> _PROBLEM TO SOLVE_:
All entries are to be returned verbatim.

Data records
=== Begin Enclosure ===

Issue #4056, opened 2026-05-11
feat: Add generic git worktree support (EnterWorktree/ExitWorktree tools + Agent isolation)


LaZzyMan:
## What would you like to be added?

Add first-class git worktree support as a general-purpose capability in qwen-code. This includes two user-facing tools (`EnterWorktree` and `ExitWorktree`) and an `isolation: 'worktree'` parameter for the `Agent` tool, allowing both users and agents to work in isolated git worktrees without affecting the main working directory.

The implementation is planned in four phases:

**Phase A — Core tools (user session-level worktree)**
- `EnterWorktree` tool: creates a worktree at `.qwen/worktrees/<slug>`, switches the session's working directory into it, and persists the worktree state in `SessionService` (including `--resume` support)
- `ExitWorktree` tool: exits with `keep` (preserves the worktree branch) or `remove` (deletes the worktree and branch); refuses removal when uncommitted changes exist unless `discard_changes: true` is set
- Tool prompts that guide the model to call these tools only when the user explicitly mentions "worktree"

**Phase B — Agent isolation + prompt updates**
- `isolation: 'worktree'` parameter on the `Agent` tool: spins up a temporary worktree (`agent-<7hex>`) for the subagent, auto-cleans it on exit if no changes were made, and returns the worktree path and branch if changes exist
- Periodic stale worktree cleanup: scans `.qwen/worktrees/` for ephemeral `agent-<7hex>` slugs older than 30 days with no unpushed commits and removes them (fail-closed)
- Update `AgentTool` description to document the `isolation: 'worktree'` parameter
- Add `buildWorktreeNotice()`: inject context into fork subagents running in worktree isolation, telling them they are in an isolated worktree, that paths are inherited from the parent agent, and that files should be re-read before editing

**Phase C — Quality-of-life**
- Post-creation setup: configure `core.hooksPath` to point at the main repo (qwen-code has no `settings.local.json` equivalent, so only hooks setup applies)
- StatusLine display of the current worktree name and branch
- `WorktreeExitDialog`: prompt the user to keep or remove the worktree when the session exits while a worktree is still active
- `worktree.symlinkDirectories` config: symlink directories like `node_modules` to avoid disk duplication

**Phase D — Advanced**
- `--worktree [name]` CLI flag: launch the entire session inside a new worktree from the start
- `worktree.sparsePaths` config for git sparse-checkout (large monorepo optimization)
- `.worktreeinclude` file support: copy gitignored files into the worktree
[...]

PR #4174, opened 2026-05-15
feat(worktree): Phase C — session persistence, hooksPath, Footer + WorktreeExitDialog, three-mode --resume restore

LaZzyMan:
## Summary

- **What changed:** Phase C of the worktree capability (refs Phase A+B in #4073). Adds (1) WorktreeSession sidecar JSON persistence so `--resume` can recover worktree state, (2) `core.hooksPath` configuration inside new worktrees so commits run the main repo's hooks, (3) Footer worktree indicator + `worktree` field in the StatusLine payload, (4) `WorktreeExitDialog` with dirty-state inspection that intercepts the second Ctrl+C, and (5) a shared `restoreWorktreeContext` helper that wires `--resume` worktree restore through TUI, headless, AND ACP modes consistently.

=== End Enclosure ===

> _ANSWER FOR THIS EXERCISE_:
Issue #4056, opened 2026-05-11
feat: Add generic git worktree support (EnterWorktree/ExitWorktree tools + Agent isolation)


LaZzyMan:
## What would you like to be added?

Add first-class git worktree support as a general-purpose capability in qwen-code. This includes two user-facing tools (`EnterWorktree` and `ExitWorktree`) and an `isolation: 'worktree'` parameter for the `Agent` tool, allowing both users and agents to work in isolated git worktrees without affecting the main working directory.

The implementation is planned in four phases:

**Phase A — Core tools (user session-level worktree)**
- `EnterWorktree` tool: creates a worktree at `.qwen/worktrees/<slug>`, switches the session's working directory into it, and persists the worktree state in `SessionService` (including `--resume` support)
- `ExitWorktree` tool: exits with `keep` (preserves the worktree branch) or `remove` (deletes the worktree and branch); refuses removal when uncommitted changes exist unless `discard_changes: true` is set
- Tool prompts that guide the model to call these tools only when the user explicitly mentions "worktree"

**Phase B — Agent isolation + prompt updates**
- `isolation: 'worktree'` parameter on the `Agent` tool: spins up a temporary worktree (`agent-<7hex>`) for the subagent, auto-cleans it on exit if no changes were made, and returns the worktree path and branch if changes exist
- Periodic stale worktree cleanup: scans `.qwen/worktrees/` for ephemeral `agent-<7hex>` slugs older than 30 days with no unpushed commits and removes them (fail-closed)
- Update `AgentTool` description to document the `isolation: 'worktree'` parameter
- Add `buildWorktreeNotice()`: inject context into fork subagents running in worktree isolation, telling them they are in an isolated worktree, that paths are inherited from the parent agent, and that files should be re-read before editing

**Phase C — Quality-of-life**
- Post-creation setup: configure `core.hooksPath` to point at the main repo (qwen-code has no `settings.local.json` equivalent, so only hooks setup applies)
- StatusLine display of the current worktree name and branch
- `WorktreeExitDialog`: prompt the user to keep or remove the worktree when the session exits while a worktree is still active
- `worktree.symlinkDirectories` config: symlink directories like `node_modules` to avoid disk duplication

**Phase D — Advanced**
- `--worktree [name]` CLI flag: launch the entire session inside a new worktree from the start
- `worktree.sparsePaths` config for git sparse-checkout (large monorepo optimization)
- `.worktreeinclude` file support: copy gitignored files into the worktree
[...]

PR #4174, opened 2026-05-15
feat(worktree): Phase C — session persistence, hooksPath, Footer + WorktreeExitDialog, three-mode --resume restore

LaZzyMan:
## Summary

- **What changed:** Phase C of the worktree capability (refs Phase A+B in #4073). Adds (1) WorktreeSession sidecar JSON persistence so `--resume` can recover worktree state, (2) `core.hooksPath` configuration inside new worktrees so commits run the main repo's hooks, (3) Footer worktree indicator + `worktree` field in the StatusLine payload, (4) `WorktreeExitDialog` with dirty-state inspection that intercepts the second Ctrl+C, and (5) a shared `restoreWorktreeContext` helper that wires `--resume` worktree restore through TUI, headless, AND ACP modes consistently.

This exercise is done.